I've done an answer on SO about why subclassing `dict` makes the subclass so much slower than `dict`. The answer is interesting: https://stackoverflow.com/questions/59912147/why-does-subclassing-in-python-slow-things-down-so-much
What do you think about?I have spent a lot of time reading typeobject.c over the years I've been looking at an alternative implementation. It's quite difficult to follow, and full of tweaks for special circumstances. So I'm impressed with the understanding that "user2357112 supports Monica" brings to the subject. (Yes, I want to call them Monica too, but I don't think that's their actual name. ) I don't think I understand it better than they but here's my reading of that, informed by my reading of typeobject.c, in case it helps.

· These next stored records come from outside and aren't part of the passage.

PR #123, opened 2025-03-24
Separate python and C++ versions and set python version to 2.0.0a

riley-kinahan:
Update CI/CD to be able to handle separate versioning for Python and C++ components. Also set Python version so that it will be incremented to an alpha "2.0.0a" release which can then be published.


valgur:
> @valgur do you think the behavior here is logical and clear?
> 
> Separating out the versions gives us more flexibility to work on the components individually and manage their releases. In particular an alpha version string like `2.0.0a1` is not a valid CMake project version.
> 
> Let me know if you support this change or have any suggestions.

The separate versioning scheme and tags for Python are very reasonable, indeed.

Regarding the alpha pre-release, I suggest using the ([semver recommendation](https://semver.org/#spec-item-9)) of separating the pre-release label with a hyphen, e.g. `2.0.0-a1`. Conan also uses the presence of a hyphen-separated part to interpret a version to be a pre-release, for example.

The new labels for PRs are definitely useful, but perhaps using milestones for that purpose would make more sense (https://github.com/novatel/novatel_edie/milestones) and would also provide a nice overview of a progress towards a release? Did you already consider them?

riley-kinahan:
> > @valgur do you think the behavior here is logical and clear?
> > Separating out the versions gives us more flexibility to work on the components individually and manage their releases. In particular an alpha version string like `2.0.0a1` is not a valid CMake project version.
> > Let me know if you support this change or have any suggestions.
> 
> The separate versioning scheme and tags for Python are very reasonable, indeed.
> 
> Regarding the alpha pre-release, I suggest using the [semver recommendation](https://semver.org/#spec-item-9) of separating the pre-release label with a hyphen, e.g. `2.0.0-a1`. Conan also uses that convention to interpret a version to be a pre-release, for example.
> 
> The new labels for PRs are definitely useful, but perhaps using milestones for that purpose would make more sense (https://github.com/novatel/novatel_edie/milestones) and would also provide a nice overview of a progress towards a release? Did you already consider them?

I agree with sticking to the semver format as close as possible, but in this case it is the [python versioning specification disallows it.](https://packaging.python.org/en/latest/specifications/version-specifiers/#version-specifiers:~:text=Semantic%20versions%20containing%20a%20hyphen%20(pre%2Dreleases%20%2D%20clause%2010)%20or%20a%20plus%20sign%20(builds%20%2D%20clause%2011)%20are%20not%20compatible%20with%20this%20specification%20and%20are%20not%20permitted%20in%20the%20public%20version%20field)

I haven't previously used milestones but after reading up on them it seems they are best used to track multiple issues/PRs over a finite time period. I think this makes them less suited to managing versioning on a per-PR basis indefinitely. They do seem like a good tool for organizing work though, [I created one to track the official Python package release!](https://github.com/novatel/novatel_edie/milestone/2)

pyproject.toml
```diff
@@ -1,7 +1,7 @@
 [project]
 name = "novatel_edie"
 description = "SDK for interfacing with and decoding data from NovAtel OEM7 receivers"
-version = "3.5.0"
+version = "1.0.0"
```
rldoris, line 4: We may want to bump this to v2 so we don't release a version less than what's currently out there
https://pypi.org/project/novatel-edie/ shows that we currently have 1.5.9 released

riley-kinahan: I added a `python major` and `python prerelease` tag to this PR so when it gets merged the python version will undergo a major version increment as a pre-release. E.g. `1.0.0 -> 2.0.0a`

rldoris (approved):

PR #131, opened 2025-04-13
Fix macOS builds, improve Python CI pipeline

valgur:
Adds workarounds for the disappointing `std::from_chars`/`std::to_chars` incompatibilities on floating-point types for macOS and GCC on aarch64:
- use https://github.com/fastfloat/fast_float for `std::from_chars`;
- use `fmt::format` for `std::to_chars`.

Modernize and improve the Python builds:
- switch to the cibuildwheel GitHub action instead of pip-installing and running it;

When a built-in type like dict is defined in C, pointers to its C implementation functions are hard-coded into slots in the type object. In order to make each appear as a method to Python, a descriptor is created when building the type that delegates to the slot (so sq_contains generates a descriptor __contains__ in the dictionary of the type.
Conversely, if in a sub-class you define __contains__, then the type builder will insert a function pointer in the slot of the new type that arranges a call to __contains__. This will overwrite whatever was in the slot.In a C implementation, you can also define methods (by creating a PyMethodDef the tp_methods table) that become descriptors in the dictionary of the type. You would not normally define both a C function to place in the slot *and* the corresponding method via a PyMethodDef. If you do, the version from the dictionary of the type will win the slot, *unless* you mark the method definition (in its PyMethodDef) as METH_COEXIST.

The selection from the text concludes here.